2011/08/20 20:11:43 [error] 8927#0: *1 upstream timed out (110: Connection timed out) while connecting to upstream, client: 127.0.0.1, server: ben.dev.b0.lt, request: "GET / HTTP/1.1", upstream: "http://10.4.1.1:22/", host: "localhost"

then:

2011/08/20 20:12:03 [error] 8927#0: *1 upstream timed out (110: Connection timed out) while reading response header from upstream, client: 127.0.0.1, server: ben.dev.b0.lt, request: "GET / HTTP/1.1", upstream: "http://127.0.0.1:2280/", host: "localhost"

And then the access.log which has the expected 30s timeout (10+20):

504:32.931:10.003, 20.008:.:176 1 127.0.0.1 localrhost - [20/Aug/2011:20:12:03 -0700] "GET / HTTP/1.1" "-" "-" "-" dev_edge 10.4.1.1:22, 127.0.0.1:2280 -

Here is the log format I'm using which includes the individual upstream timeouts:

log_format  edge  '$status:$request_time:$upstream_response_time:$pipe:$body_bytes_sent $connection $remote_addr $host $remote_user [$time_local] "$request" "$http_referer" "$http_user_agent" "$http_x_forwarded_for" $edge $upstream_addr $upstream_cache_status';

The problem is that I would have expected to see some requests that timeout after proxy_read_timeout + proxy_connect_timeout, or almost that length of time, if the service is stuck and won't accept connections when Nginx tries to access it, but before Nginx can timeout - it gets released and starts processing, but is too slow and Nginx would abort because of the read timeout.

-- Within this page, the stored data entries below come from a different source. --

PR #4666, opened 2026-04-18
Restored League of Legends notebook with mock data fallback

archittmittal:
This PR restores the League of Legends Win Prediction notebook by adding a mock data generation fallback when the external Kaggle dataset is missing. This allows the notebook to pass in CI environments without requiring large external downloads. The notebook has also been removed from the CI exclusion list.


archittmittal:
Hi @CloseChoice and @dsgibbons, I've restored the League of Legends Win Prediction notebook by adding a mock data fallback for CI environments and enabled it in the notebook test suite. Could you please take a look when you have a moment? Thanks!

PR #4680, opened 2026-04-19
fix(TreeExplainer): warn on ignored link and linearize_link params

### LINKED ISSUE #3513: BUG: TreeExplainer ignores "link" argument passed by the Explainer API
The current implementation of TreeExplainer entirely ignores the `link` and `linearize_link` arguments which are passed from `Explainer` here:

https://github.com/shap/shap/blob/b3573bd333cb24090deab373319ec0a662dc5805/shap/explainers/_explainer.py#L188

They are currently caught by the "deprecated options" catchall, and subsequently ignored:

https://github.com/shap/shap/blob/b3573bd333cb24090deab373319ec0a662dc5805/shap/explainers/_tree.py#L63-L72

This seems rather concerning. It's not obvious to me where precisely the link function should be applied in TreeExplainer, if at all. As far as I can make out, the TreeExplainer uses the "model_output" inferred from the explained model rather than the user-defined "link" variable.

ritankarsaha:
## Overview

Closes #3513 

  - `link=` and `linearize_link=` were silently ignored by `TreeExplainer`, producing wrong SHAP attributions with no diagnostic message 
  - Now raises `FutureWarning` when either is passed as non-`None`, pointing users to `model_output='probability'` as the correct alternative.
  - Adds 3 regression tests covering both warning cases and the no-warning baseline.

## Checklist

### DIFF
--- a/shap/explainers/_tree.py
+++ b/shap/explainers/_tree.py
@@ -142,7 +142,6 @@ class TreeExplainer(Explainer):
         feature_perturbation: Literal["auto", "interventional", "tree_path_dependent"] = "auto",
         feature_names: list[str] | None = None,
         approximate: Any = DEPRECATED_APPROX,
-        # FIXME: The `link` and `linearize_link` arguments are ignored. GH #3513
         link: Any = None,
         linearize_link: Any = None,
     ) -> None:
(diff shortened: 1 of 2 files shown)


ritankarsaha:
@CloseChoice can you please take a look into this PR, thanks !

PR #4682, opened 2026-04-19
ENH: Migrate MaskedModel backend to nanobind (removes Numba dependency & adds custom link support)

shauryam2807:
## Description
This PR completes the next stage of the C++ extension migration by porting the `MaskedModel` logic from Numba to high-performance C++ using `nanobind`. 

Previously, `shap.utils._masked_model` relied heavily on Numba's `@njit` decorators. While performant, this created a strict dependency on Numba and introduced a significant architectural limitation: Numba could not compile arbitrary Python functions, preventing the use of custom user-defined link functions in `MaskedModel`.

By migrating the core computational bottleneck (`_build_fixed_output`) to native C++, we have entirely eliminated the Numba dependency for this module while simultaneously unlocking support for dynamic link functions via `nanobind`'s Python interoperability capabilities.

### Key Changes
* **C++ Extension (`masked_model_utils.h`)**: Implemented high-performance C++ variants of `init_masks`, `rec_fill_masks`, `build_fixed_single_output`, and `build_fixed_multi_output`. 
* **Custom Link Function Support**: Passed arbitrary Python callables into the C++ hot-path using `nb::callable`. This resolves long-standing issues where custom link functions (or unsupported NumPy functions) would cause Numba JIT compilation crashes.
* **Universal Dtype Support & Casting**: Handled both `float32` and `float64` execution paths dynamically in C++. Implemented an explicit Python-side `_upcast_array` utility to safely promote `float16` inputs to `float32` before they cross the C++ boundary, avoiding underlying array cast failures.
* **Robust Dispatching**: Implemented a variadic `nb::args` fallback in `cutils.cpp` to ensure robust overload resolution across different OS platforms when dealing with complex 8-argument Python-to-C++ boundaries containing mixed `ndarray` and `None` types.
* **Removed Numba**: Dropped the Numba dependency and all `@njit` decorators from `_masked_model.py`.

## Checklist
- [x] All existing tests in `tests/utils/test_masked_model.py` pass successfully.
- [x] Verified correctness for single-output arrays, multi-output arrays, and `float16` types.
- [x] Verified that custom link functions execute safely within the C++ loop.
- [x] Code style matches the surrounding `cutils` architecture.

## Related Issues
- Progress towards removing the Numba dependency completely from the SHAP ecosystem (GSoC 2026).

### DIFF
--- a/shap/_cutils.pyi
+++ b/shap/_cutils.pyi
@@ -13,7 +13,6 @@ def compute_grey_code_row_values(
     extended_delta_indexes: Annotated[NDArray[numpy.uint64], dict(shape=(None,), device="cpu")],
     noop_code: int,
 ) -> None: ...
-
 @overload
 def compute_grey_code_row_values(
     row_values: Annotated[NDArray[numpy.float64], dict(shape=(None, None), device="cpu")],
@@ -24,7 +23,6 @@ def compute_grey_code_row_values(
     extended_delta_indexes: Annotated[NDArray[numpy.uint64], dict(shape=(None,), device="cpu")],
     noop_code: int,
 ) -> None: ...
-
 def compute_exp_val(
     nsamples_run: int,
     nsamples_added: int,
--- a/shap/_cutils.pyi
+++ b/shap/_cutils.pyi
@@ -12,8 +12,7 @@ def compute_grey_code_row_values(
     shapley_coeff: Annotated[NDArray[numpy.float64], dict(shape=(None,), device="cpu")],
     extended_delta_indexes: Annotated[NDArray[numpy.uint64], dict(shape=(None,), device="cpu")],
     noop_code: int,
-) -> None:
-    """Compute the row values for the grey code algorithm in 1D"""
+) -> None: ...
 
 @overload
 def compute_grey_code_row_values(
@@ -24,8 +23,7 @@ def compute_grey_code_row_values(
     shapley_coeff: Annotated[NDArray[numpy.float64], dict(shape=(None,), device="cpu")],
     extended_delta_indexes: Annotated[NDArray[numpy.uint64], dict(shape=(None,), device="cpu")],
     noop_code: int,
-) -> None:
-    """Compute the row values for the grey code algorithm in 2D"""
+) -> None: ...
 
 def compute_exp_val(
     nsamples_run: int,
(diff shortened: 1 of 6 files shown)


daidahao:
Hi @shauryam2807, thanks for the PR here. Sorry I would not be able to provide full review until performance monitoring like the one proposed in #4661 is fully set up.

From a quick glance, your PR seems to have included #4654 by @bedupako12mas. Please do not include others' PRs in your PR, as this would make both review and merge impossible.

shauryam2807:
Hello
Hi @daidahao, thanks for the feedback! Apologies for the delayed response.

You're absolutely right — I accidentally included commits from #4654 in my branch history. I'll rebase against upstream master and drop those commits so this PR only contains the MaskedModel nanobind migration work. I'll force-push the cleaned branch shortly.

Regarding performance monitoring, that makes total sense. Happy to wait for #4661 to be fully set up before a full review. In the meantime, I'll also work on fixing the remaining CI/Mypy failures so the PR is in a clean state when you're ready to review.

Thanks again for your guidance!

shauryam2807:
Hey @daidahao,

Just a quick update following up on my last comment: the git history has been cleaned up, and **all CI checks are now fully passing!** ✅

I spent a lot of time doing a deep-dive to track down the root cause of the previous test regressions in the tabular explainers. It was a challenging debugging process, but I learned a ton about how Python and C++ interact under the hood! It turned out to be a combination of two low-level issues in the new C++ backend:

1. **Dtype Mismatches (`std::bad_cast`):** Models like XGBoost often return `float32` outputs. The Python buffer allocation defaulted to `float64`, causing `nanobind` to throw a catastrophic cast exception when bridging the `float32` outputs to the C++ `double` signature.
2. **Out-Of-Bounds Memory Reads (Segfault):** During partial mask updates (where some features are identical to the background), the C++ initialization loop was attempting to read the full `sample_count` from the `outputs` buffer, reading past the allocated memory and causing a segfault.

Both of these have been resolved by strictly enforcing dtype alignment in Python before bridging, and relying on explicit zero-fills for safe buffer initialization in C++.

The codebase is clean and stable now. I'll stand by for PR #4661 to merge so we can get the performance monitoring set up for a final review!

CloseChoice:
Thanks for the PR, this was superseded by #5092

Connect timeout means TCP stalls when handshaking (for e. g., there were no SYN_ACKs). TCP would re-try sending SYNs, but you've given only to 2 sec. to Nginx to go use another Server, so it simply has no time for re-sending SYNs.

UPD.: Couldn't find in docs, but tcpdump shows that there's 3 sec. delay between 1st sent SYN and the 2nd attempt to send SYN.